19 avril 2023 – Mercredi de la 2ème semaine de Pâques

Ac 5, 17-26;  Jn 3, 16-21 

H O M É L I E

Il y a quelque chose qui m'a toujours intrigué dans le texte des Actes que nous venons de lire. Pourquoi l'ange s'est-il donné la peine de fermer les portes de la prison après avoir laissé sortir les apôtres ?... En effet, au début du texte, Luc dit que l'ange du Seigneur a ouvert les portes de la prison et a fait sortir les apôtres ; mais quand le gardien du temple arrive le matin, il trouve les portes bien fermées !  Il doit y avoir une signification symbolique dans cette histoire de portes ouvertes et puis verrouillées.

18 avril 2023 – Mardi de la 2ème semaine de Pâques

Ac 4, 32-37; Jn 3, 7b-15 

H O M É L I E

 

          Depuis hier nous lisons à l’Évangile le lectionnaire nous fait lire le récit de la rencontre de Jésus avec Nicodème, dont nous entendrons la suite au cours des prochains jours. C’est dire l’importance de ce récit en ce temps pascal. 

          Le récit des Actes des Apôtres, que nous avons comme première lecture tout au long de cette semaine nous montre ce petit groupe d’Apôtres et de Disciples de Jésus, qui, lorsqu’ils furent remplis de l’Esprit Saint qui leur fut communiqué par Jésus après sa Résurrection, passèrent subitement d’une foi qui était tout aussi ambigüe que celle de Nicodème à une foi courageuse et totale.  Dans la lecture d’aujourd’hui nous les voyons mettre tout en commun avec un certain enthousiasme.
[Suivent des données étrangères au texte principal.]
Issue #256, opened 2020-06-16
SecHub client codescan default whitelist


de-jcup:
To avoid having binary content, we will provide a default whitelist containing all wellknown/accepted file endings

So we do:

- define directories to scan code
- apply default filter for includes (*.java, *.python , *.cpp ...)
- apply custom include filters
- apply custom exclude filters

We adopt the ant-pattern style for our filter format (see https://ant.apache.org/manual/dirtasks.html)

---
<sup>Albert Tregnaghi <albert.tregnaghi@daimler.com>, Daimler TSS GmbH, [imprint](https://github.com/Daimler/daimler-foss/blob/master/LEGAL_IMPRINT.md)</sup>

de-jcup:
Suggestion for wellknown/accepted file endings:

- *.java, *.groovy, *.build
- *.cpp

de-jcup:
We should also implement a "--ignore-filters" so every file can be uploaded in case of a missing file association.

PR #262, opened 2020-06-18
Client: implementation of default exclude patterns #227 #260

### LINKED ISSUE #227: Implement reasonable default exclude patterns
Code Scan: Enable lazy usage of client:
If no excludes are defined in the sechub.json config file, then use reasonable defaults.
( see https://daimler.github.io/sechub/latest/sechub-client.html#example-upload-folders-with-excludes )

Benefits:
- save bandwidth and disk space on server
- speed up scan

Open discussion:
Which exclude patterns should be added (source code scan)?
```
- Archives: **/*.7z **/*.bz2 **/*.gz **/*.rar **/*.tar **/*.tgz **/*.zip
- Binary image files: **/*.bin **/*.cue **/*.iso **/*.mdf **/*.vcd
- Build artifacts: **/*.o
- Documents: **/*.doc **/*.docx **/*.eps **/*.odc **/*.odp **/*.odt **/*.rtf **/*.pdf **/*.pps **/*.ppt **/*.pptx **/*.ps **/*.svg **/*.xls **/*.xlsx
- Executables: **/*.com **/*.exe
- Fonts: *.fnt *.otf *.ttf
- Images: **/*.bmp **/*.gif **/*.ico **/*.jpeg **/*.jpg **/*.png **/*.svg **/*.tif **/*.tiff **/*.xcf
- Libraries: **/*.a **/*.dll **/*.jar **/*.so
- OS packages: **/*.apk **/*.app **/*.cab **/*.deb **/*.rpm **/*.dmg
- Sound/Videos: **/*.aif **/*.avi **/*.flac **/*.flv **/*.gifv **/*.ogg **/*.ogv **/*.mid **/*.mkv **/*.mov **/*.mp2 **/*.mp3 **/*.mp4 **/*.mpa **/*.mpeg **/*.mpg **/*.vob **/*.wav **/*.wma **/*.wmv **/*.webm
- Text files: **/*.md **/*.adoc **/*.asciidoc **/*.log **/*.plantuml **/*.puml **/*.tex **/*.txt **/*.latex **/*.vcf
```

### LINKED ISSUE #260: Client - Exclude pattern **/*.xyz does not work
An exclude pattern like **/*.xyz should match *.xyz files in all subdirectories,
Bug: But **/*.txt does not exclude e.g. "/x/y/z/V/b.txt" so these files would be added to the zip file even if they should'nt.

---

sven-dmlr:
- implemented default exclude directory patterns
- fixed documentation's json example code (bracket was missing), example for directories, because files will be covered with #256
- re-implementation of func Filepathmatch via regexp matching which is more simple and also fixes #260
- added tests for above

closes #227 
closes #260 

---

### DIFF
--- a/sechub-cli/src/daimler.com/sechub/cli/constants.go
+++ b/sechub-cli/src/daimler.com/sechub/cli/constants.go
@@ -1,9 +1,17 @@
 // SPDX-License-Identifier: MIT
+
 package cli
 
 // DefaultSecHubConfigFile represents the name of the sechub configuration file
 // used per default when no other set
 const DefaultSecHubConfigFile = "sechub.json"
+
+// DefaultZipExcludeDirPatterns - Define directory patterns to exclude from zip file:
+// code in directories named "test" is not considered to end up in the binary
+// also ignore .git directory
+var DefaultZipExcludeDirPatterns = []string{"**/test/**", "**/.git/**"}
+
+// Definition as var because a constant needs a fix array size.
 
 /* ---------------------------------- */
 /* -------- Exit codes -------------- */
--- a/sechub-cli/src/daimler.com/sechub/util/filepathmatcher.go
+++ b/sechub-cli/src/daimler.com/sechub/util/filepathmatcher.go
@@ -3,91 +3,38 @@ package util
 
 import (
 	"fmt"
-	"path/filepath"
+	"regexp"
 	"strings"
 )
 
-//
-// This method provides ANT like selectors.
+// Filepathmatch - This method provides ANT like selectors.
+// See https://ant.apache.org/manual/dirtasks.html
 // For example: "**/a*.txt" will accept
-//               - "/home/tester/xyz/a1234.txt
-//               - "/root/a1b.txt
+//               - "/home/tester/xyz/a1234.txt"
+//               - "a1b.txt"
 //
 func Filepathmatch(path string, pattern string) (result bool) {
-	/* ------------------------------ */
-	/* Explanation - how it works ... */
-	/* ------------------------------ */
-	// - we separate pattern into different path patterns by path wildcards into elements
-	// - then the last element is inspected to be a file wildcard
-	// - file wildcards are resolved /tried by golang filepath.Match method
-	// - if this is okay we do our special path wildcard matching
 
+	// Let's turn the ant style pattern into a regexp:
+	doublestarPatterns := strings.Split(pattern, "**/")
+	//fmt.Printf("\nbefore: %q path: %q", pattern, path)
+	for i, subElement := range doublestarPatterns {
+		// esacpe . with backslash, * to .*
+		doublestarPatterns[i] = strings.Replace(strings.Replace(subElement, ".", "\\.", -1), "*", ".*", -1)
+	}
+	regexpPattern := "^" + strings.Join(doublestarPatterns, ".*/") + "$"
 
-	/* separate patterns containing path wildcards */
-	subPattern := strings.Split(pattern, "**/")
-//	fmt.Printf("\n%s - seperated into %q", pattern, subPattern)
-	length := len(subPattern)
-	potentialFilePattern := subPattern[length-1]
-
-	/* ------------------------ */
-	/* handle file name pattern */
-	/* ------------------------ */
-	substring := path
-	if strings.Index(potentialFilePattern, "*") != -1 {
-		/* found a file pattern in last entry */
-		/* change length - so slice not changed but last entry no longer handled later */
-		length--
-
-		/* check if file patter is applicable */
-		lastPathIndex := strings.LastIndex(path, "/")
-		fileName := path
-		indexForCut := lastPathIndex
-		if lastPathIndex != -1 {
-			fileName = path[lastPathIndex:]
-		} else {
-			indexForCut = 0
-		}
-		/* we just use the golang integrated filename matcher:*/
-		matches, err := filepath.Match(potentialFilePattern, fileName)
-		if err != nil {
-			fmt.Println(err)
-		}
-		if !matches {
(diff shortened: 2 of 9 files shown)


sechub-cli/src/daimler.com/sechub/cli/constants.go
```diff
@@ -1,10 +1,18 @@
...
 package cli
 
 // DefaultSecHubConfigFile represents the name of the sechub configuration file
 // used per default when no other set
 const DefaultSecHubConfigFile = "sechub.json"
 
+// DefaultZipExcludeDirPatterns - Define directory patterns to exclude from zip file:
+// code in directories named "test" is not considered to end up in the binary
+// also ignore .git directory
+var DefaultZipExcludeDirPatterns = []string{"**/test/**", "**/.git/**"}
```
Jeeppler, line 12: Why not use `const` here?

sechub-cli/src/daimler.com/sechub/util/filepathmatcher.go
```diff
@@ -3,91 +3,38 @@ package util
...
-		matches, err := filepath.Match(potentialFilePattern, fileName)
-		if err != nil {
-			fmt.Println(err)
-		}
-		if !matches {
-			return false
-		}
+	// Let's turn the ant style pattern into a regexp:
+	doublestarPatterns := strings.Split(pattern, "**/")
+	//fmt.Printf("\nbefore: %q path: %q", pattern, path)
```
Jeeppler, line 20: I think that `fmt.Printf` can be removed.

sechub-cli/src/daimler.com/sechub/util/filepathmatcher.go
```diff
@@ -3,91 +3,38 @@ package util
...
-			/* found but not starting with it*/
-			/* when last pattern was not an asterisk ...*/
-			return false
-		}
-		substring = substring[index+len(currentSearch):]
-		/* after first entry we have always path asterisks between - even
-		 * when we got no longer "" between (happens only on first entry)
-		 */
-		lastOneWasAsterisk=true
+	//fmt.Printf("\n after: %q path: %q\n", regexpPattern, path)
```
Jeeppler, line 33: I think the `fmt.Printf` is obsolete.

sechub-cli/src/daimler.com/sechub/cli/constants.go
sven-dmlr: I have tried that already. `const` for []string ist not allowed.
go-lint says: _"const initializer []string literal is not a constant. No quick fixes available"_

This type is needed or things like
`append(json.CodeScan.Excludes, DefaultZipExcludeDirPatterns...)`
will not work. (both need to be of type []string)

sechub-cli/src/daimler.com/sechub/util/filepathmatcher.go
sven-dmlr: Yes - it could be removed since it's only a comment.

But - I found similar in the existing code and for the development it was very helpful and convenient, just to uncomment to get the values while testing.
So I just continued that "tradition" because I find it helpful.
I think, it won't harm if we keep the line. :-)

sechub-cli/src/daimler.com/sechub/util/filepathmatcher.go
sven-dmlr: same as for above...

sechub-cli/src/daimler.com/sechub/util/filepathmatcher.go
de-jcup: Please don't keep dead code inside your git repo. Let us create a "go snippet wiki page" or something to hold such snippets and remove it from the code base. When a commented line is inside code when commit - okay, this can happen. But it should be accidently and removed after recognition.

sechub-cli/src/daimler.com/sechub/util/filepathmatcher.go
de-jcup: Sames as above from my side. Please remove...

sechub-cli/src/daimler.com/sechub/util/filepathmatcher_test.go
```diff
@@ -43,6 +44,18 @@ func Test_When_double_asterisk_on_start_any_path_is_accepted_when_filename_witho
 	AssertFalse(Filepathmatch("/x/y/z/V/a.txt", "**/b.txt"), t)
 }
 
+func Test_When_double_asterisk_on_start_and_filename_with_asterisk(t *testing.T) {
+	AssertFalse(Filepathmatch("/x/y/z/V/a.txtx", "**/*.txt"), t)
+	AssertTrue(Filepathmatch("/x/y/z/V/b.txt", "**/*.txt"), t)
+}
+
+func Test_When_double_asterisk_also_matching_files_in_current_working_directory(t *testing.T) {
```
de-jcup, line 52: Nice! I was just starting to write a comment to add some tests about pathes but you did it already. Good work 👍

sechub-cli/src/daimler.com/sechub/util/filepathmatcher.go
```diff
@@ -3,91 +3,38 @@ package util
...
-
-
-	/* separate patterns containing path wildcards */
-	subPattern := strings.Split(pattern, "**/")
-//	fmt.Printf("\n%s - seperated into %q", pattern, subPattern)
-	length := len(subPattern)
-	potentialFilePattern := subPattern[length-1]
 
-	/* ------------------------ */
-	/* handle file name pattern */
```
de-jcup, line 33: @sven-dmlr : Thank you for removing my old code - your solution is shorter, better and works also in deep 👍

La suite du récit nous montrera que ce ne fut pas toujours aussi facile et aussi absolu.

          Peu de temps avant la mort de Jésus, alors que celui-ci avait déjà annoncé sa passion, les Apôtres discutaient encore entre eux pour savoir lequel aurait la première place dans son royaume, lequel serait premier ministre, ministre des finances, ministre de ceci ou de cela (abbé, prieur, cellérier...).  Ils étaient encore tout centrés sur leurs désirs individuels.  Ils étaient un groupe d’individus qui suivaient Jésus avec une foi réelle, mais une foi encore ambigüe.  Ils voulaient se donner à Jésus, mais ne pas se perdre.  Ils recherchaient des honneurs et des intérêts personnels.  Maintenant, transformés par l’Esprit, ils sont devenus une véritable communauté, une véritable Église.  Ils n’ont pas peur de tout donner, de tout risquer pour le nom de Jésus. Après avoir été mis en prison pour avoir prêché le nom de Jésus, ils se remettront à le prêcher dès qu’ils seront mystérieusement délivrés de la prison durant la nuit.

          En ce temps pascal, où nous avons renouvelé l’expression de notre foi au Christ, par le renouvellement de nos engagements baptismaux, demandons à Jésus de nous combler nous aussi de son Esprit, de faire de chacune de nos communautés des lieux où, selon les mots de saint Paul repris par Benoît dans sa Règle, chacun recherche non ce qui lui est favorable et agréable, mais le bien des autres et de tous. Pour cela demandons pour chacun de nous et pour tous les membres de nos communautés une foi en Jésus qui soit pure et sans partage.